[Stored data entries]
────────────────────────────────────────

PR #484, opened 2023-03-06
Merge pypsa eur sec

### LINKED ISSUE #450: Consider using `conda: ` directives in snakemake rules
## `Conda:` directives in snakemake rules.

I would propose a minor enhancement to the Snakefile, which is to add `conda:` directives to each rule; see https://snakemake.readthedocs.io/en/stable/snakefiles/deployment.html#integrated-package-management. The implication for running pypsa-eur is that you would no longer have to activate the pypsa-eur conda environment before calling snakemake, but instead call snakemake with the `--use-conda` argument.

────────────────────────────────────────

* [REQUIRED WORK]
From the first line of the data through the line with "in snakemake rules.", quote each line exactly and add nothing else.

* [ANSWER TO THIS TASK]
PR #484, opened 2023-03-06
Merge pypsa eur sec

### LINKED ISSUE #450: Consider using `conda: ` directives in snakemake rules
## `Conda:` directives in snakemake rules.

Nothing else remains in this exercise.